**Assignment:** Retype exactly the lines below, beginning with the first and ending with the line where "- Removes case insensitive checks" appears.

**Given entries:**
PR #183, opened 2025-01-24
Fixes for less permissive identity matching

mayankdaruka-msft:
- Removes case insensitive checks
- Stores process name and path in OsString and PathBuf (OsString underlying) respectively, which are designed to hold data that does not necessarily conform to UTF-8. This prevents the need for lossy conversion which could potentially result in incorrect identity matching

### DIFF
--- a/proxy_agent/src/key_keeper/key.rs
+++ b/proxy_agent/src/key_keeper/key.rs
@@ -300,7 +300,7 @@ impl Identity {
             format!("Start to match identity '{}'", self.name),
         );
         if let Some(ref user_name) = self.userName {
-            if user_name.to_lowercase() == claims.userName.to_lowercase() {
+            if user_name.to_string() == claims.userName {
                 logger.write(
                     LoggerLevel::Verbose,
                     format!(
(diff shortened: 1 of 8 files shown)


proxy_agent/src/proxy/proxy_summary.rs
```diff
@@ -50,7 +52,7 @@ impl From<ProxySummary> for ProxyConnectionSummary {
             userGroups: Some(proxy_summary.userGroups.clone()),
             ip: proxy_summary.ip.to_string(),
             port: proxy_summary.port,
-            processFullPath: Some(proxy_summary.processFullPath.to_string()),
+            processFullPath: Some(proxy_summary.processFullPath.to_string_lossy().to_string()),
```
ZhidongPeng, line 55: do we need to_string() after to_string_lossy()?

proxy_agent/src/key_keeper/key.rs
```diff
@@ -1313,6 +1319,15 @@ mod tests {
...
         );
+        let identity3 = r#"{
+            "name": "test",
+            "processName": "Test"
+        }"#;
+        let identity3: Identity = serde_json::from_str(identity3).unwrap();
+        assert!(
+            !identity3.is_match(&logger, &claims),
+            "identity should not be matched"
+        );
```
ZhidongPeng, line 1335: Please add UT coverage for non-ut8 characters too.

proxy_agent/src/proxy/proxy_summary.rs
mayankdaruka-msft: Yeah, to_string_lossy gives us a `Cow<str>`. We need to convert into `String`.

ZhidongPeng (approved):

PR #188, opened 2025-02-04
enable systemd sandboxing features

nmeyerhans:
This change adjusts service relationships to more common targets and dependencies and enables a number of systemd sandboxing features.  As the GPA otherwise runs as root without any confiment, this is adds additional layers of defense in depth.

Tested on Debian unstable with systemd 257.2 on both arm64 and amd64. With the change in place, `systemd-analyze security azure-guest-proxy-agent.service` reports
> `Overall exposure level for azure-guest-proxy-agent.service: 5.2 MEDIUM 😐`

versus 

> `Overall exposure level for azure-guest-proxy-agent.service: 9.6 UNSAFE 😨`

without sandboxing.


proxy_agent_setup/src/linux/azure-proxy-agent.service
```diff
@@ -1,6 +1,5 @@
 [Unit]
 Description=Microsoft Azure GuestProxyAgent
-DefaultDependencies=no
```
cjp256, line 3: This breaks on Ubuntu 22.04.  Not everywhere but at least that.

[    3.097257] temp-vm-cpatterson-eastus2-t02061450001 systemd[1]: sysinit.target: Found ordering cycle on cloud-init.service/start
[    3.099890] temp-vm-cpatterson-eastus2-t02061450001 systemd[1]: sysinit.target: Found dependency on systemd-networkd-wait-online.service/start
[    3.102431] temp-vm-cpatterson-eastus2-t02061450001 systemd[1]: sysinit.target: Found dependency on systemd-networkd.service/start
[    3.104923] temp-vm-cpatterson-eastus2-t02061450001 systemd[1]: sysinit.target: Found dependency on network-pre.target/start
[    3.107574] temp-vm-cpatterson-eastus2-t02061450001 systemd[1]: sysinit.target: Found dependency on azure-proxy-agent.service/start
[    3.110364] temp-vm-cpatterson-eastus2-t02061450001 systemd[1]: sysinit.target: Found dependency on sysinit.target/start
[    3.112499] temp-vm-cpatterson-eastus2-t02061450001 systemd[1]: sysinit.target: Job cloud-init.service/start deleted to break ordering cycle starting with sysinit.target/start

proxy_agent_setup/src/linux/azure-proxy-agent.service
```diff
@@ -11,5 +10,45 @@ ExecStart=/usr/sbin/azure-proxy-agent
 Restart=always
 RestartSec=5
 
+ProtectSystem=strict
```
cjp256, line 13: Sandboxing looks great, but I would make sure that the extension variant is tested along with the self-update process and make sure the sandbox requirements don't explode.

Otherwise I expect sytemd will ignore (though complain about) any flags a particular distro's systemd doesn't have support for.

proxy_agent_setup/src/linux/azure-proxy-agent.service
cjp256: Is there a downside to keeping this flag in place (even if not ideal?)

nmeyerhans: > Is there a downside to keeping this flag in place (even if not ideal?)

I'd flip the question around, and ask exactly what it is in DefaultDependencies you need to avoid? Per the documentation, the default dependencies "ensure that normal service units pull in basic system initialization, and are terminated cleanly prior to system shutdown.. Only services involved with early boot or late system shutdown should disable this option."  That does not describe the GPA. So if the default dependencies are causing problems, it's something worth looking into. It likely indicates a problem elsewhere.

proxy_agent_setup/src/linux/azure-proxy-agent.service
ZhidongPeng: We will run extension private build E2E tests.

ZhidongPeng (approved):

PR #201, opened 2025-02-26
Logging Infra refinement

ZhidongPeng:
- Introduce `log` crate for logging level
- Introduce `ctor` crate to setup and clean up loggers once, no need to setup the logger for every unit tests
- Removed the mpsc/async mode file logging.
- Instead of Acl all ProxyAgent folders in windows, acl keys and executable folders
- Change file log level in config to `Trace` to log all logs for E2E tests.

### DIFF
--- a/proxy_agent/src/service.rs
+++ b/proxy_agent/src/service.rs
@@ -63,7 +63,7 @@ pub async fn start_service(shared_state: SharedState) {
     });
 }
 
-pub fn setup_loggers(log_folder: PathBuf, max_logger_level: LoggerLevel) {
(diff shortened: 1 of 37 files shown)


proxy_agent/src/service.rs
```diff
@@ -68,6 +63,30 @@ pub async fn start_service(shared_state: SharedState) {
     });
 }
 
+pub fn setup_loggers(log_folder: PathBuf, max_logger_level: LoggerLevel) {
```
ZhidongPeng: no need to be pub

shahneerali (approved):

PR #208, opened 2025-03-13
escape xml characters when write status.tag file

ZhidongPeng:


proxy_agent/src/provision.rs
```diff
@@ -425,6 +425,11 @@ async fn write_provision_state(
         }
     }
 
+    if !failed_state_message.is_empty() {
+        // escape xml characters to allow the message to able be composed into xml payload
+        failed_state_message = helpers::xml_escape(failed_state_message);
```
privateHmmmm, line 430: Can you please add some unit test for it please, to make sure future code won't break this contract

huiminyan2017, line 431: Can you please add some unit test for it please, to ensure future code won't break this contract

ZhidongPeng: added

huiminyan2017 (approved):

bingyuyin (approved):

PR #248, opened 2025-06-25
GPA writes windows events to 'Windows Azure' instead of 'Application'.

ZhidongPeng:
1. Rename application.rs file to etw_writter.rs
2. Rename ApplicationEventWritter to WindowsEventWritter and accept the event log name instead of hard coded to `Application'
3. Extract test mod etw_reader to etw_reader.rs file
4. Windows GPA service passes `Windows Azure` as event log name during init.


bingyuyin (approved):

proxy_agent_shared/src/logger/logger_manager.rs
```diff
@@ -65,23 +65,23 @@ pub fn set_loggers(
...
+                    if let Err(e) = WINDOWS_ETW_LOGGER.set(logger) {
                         write_system_log(
                             LoggerLevel::Error,
-                            format!("Failed to set Windows Application ETW logger: {e}"),
+                            format!("Failed to set Windows ETW logger: {e}"),
                         );
                     }
                 }
                 Err(e) => {
                     write_system_log(
```
bingyuyin, line 82: in case of etw setup failed/error, do you need to log local file instead?

ZhidongPeng: kind of good idea, let's see if we need it or not in future.

PR #260, opened 2025-07-24
move update_current_secure_channel_state before reporting attest the key

ZhidongPeng:
It is a race condition bug, when key_latched and all provisioned, GPA starts the status reporting async task (_some other telemetry async tasks too_), and then update the secure channel state into shared state. There is a risk, status reporting task could get the current_secure_channel_state from shared state earlier than GPA updated it. 
Hence there will be 1 minutes delay our status reporting task to get the updated current_secure_channel_state.

### DIFF
--- a/proxy_agent/src/key_keeper.rs
+++ b/proxy_agent/src/key_keeper.rs
@@ -397,6 +397,11 @@ impl KeyKeeper {
             }
 
             let state = status.get_secure_channel_state();
+            let secure_channel_state_updated = self
+                .key_keeper_shared_state
+                .update_current_secure_channel_state(state.to_string())
+                .await;
+
             // check if need fetch the key
             if state != DISABLE_STATE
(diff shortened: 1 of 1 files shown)


proxy_agent/src/key_keeper.rs
```diff
@@ -397,6 +397,11 @@ impl KeyKeeper {
             }
 
             let state = status.get_secure_channel_state();
```
huiminyan2017, line 399: This loop_poll function is too long for reviewers to read and maintenance. Consider refactor it when you can

huiminyan2017 (approved):

proxy_agent/src/key_keeper.rs
ZhidongPeng: yeah, will try break down to sub function later.

PR #1012, opened 2020-01-31
first commit BLE heart rate trainer code

jedgarpark:


BLE_Heart_Rate_Trainer/ble_heart_rate_trainer.py
```diff
@@ -0,0 +1,167 @@
...
+# Start with a fresh connection.
+if ble.connected:
+    display_SCAN()
+    display_bLE()
+    time.sleep(1)
+
+    for connection in ble.connections:
+        if HeartRateService in connection:
+            connection.disconnect()
+        break
```
dhalbert: I think that these lines may no longer be needed with the fixed UF2 I sent you. You could try without.

BLE_Heart_Rate_Trainer/ble_heart_rate_trainer.py
```diff
@@ -0,0 +1,167 @@
...
+    display_A.set_digit_raw(2, 0b01110111)
+    display_A.set_digit_raw(3, 0b00110111)
+
+
+def display_bLE():
+    display_B.fill(0)
+    display_B.set_digit_raw(0, 0b00000000)
+    display_B.set_digit_raw(1, 0b01111100)
+    display_B.set_digit_raw(2, 0b00111000)
+    display_B.set_digit_raw(3, 0b01111001)
```
dhalbert: These make the main program easier to read and you could add routines like `display_dashes()` etc. for the low-level 7-segement calls below, even if they are used just once.

dhalbert:
This looks really good! The changes are cosmetic except maybe for removing the possibly unnecessary disconnect code.

BLE_Heart_Rate_Trainer/ble_heart_rate_trainer.py
jedgarpark: I'll give that a try, thanks.

jedgarpark: Yes, works without, I'll remove those lines.

BLE_Heart_Rate_Trainer/ble_heart_rate_trainer.py
jedgarpark: Will do, thanks.

ladyada: @makermelissa do you wanna make an optional 7-seg font table?

dhalbert:
I will not merge in case anyone else wants to weigh in before. But fine to merge.

ladyada:
can adapt later!

PR #1036, opened 2020-02-26
Clue dice

dastels:
New PR with errant M4eyes file removed.
Comments from previous PR incorporated.


CLUE_Dice_Roller/clue_dice_roller.py
```diff
@@ -0,0 +1,108 @@
...
+display
+mode = SELECTING
+update_display(number_of_dice, side_selection)
+
+while True:
+    button_a.update()
+    button_b.update()
+
+    if mode == SELECTING:
+        if button_a.rose:
```
ladyada: i think people expect it to change on falling (pressed) not rising?

dastels: The clue button properties return True when pressed.  As does the CPB buttons.  Both those surprised me for just that reason.

ladyada:
ok nice! plz lint :)

dastels:
Yeah.. linting... it's been a while :)

dglaude:
I believe d10 is missing from your code, but is advertised in the comment:

SIDES = [4, 6, 8, 12, 20, 100] =>SIDES = [4, 6, 8, 10, 12, 20, 100]

dastels:
Doah.. d10 is definitely missing.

**Answer to this task:**
PR #183, opened 2025-01-24
Fixes for less permissive identity matching

mayankdaruka-msft:
- Removes case insensitive checks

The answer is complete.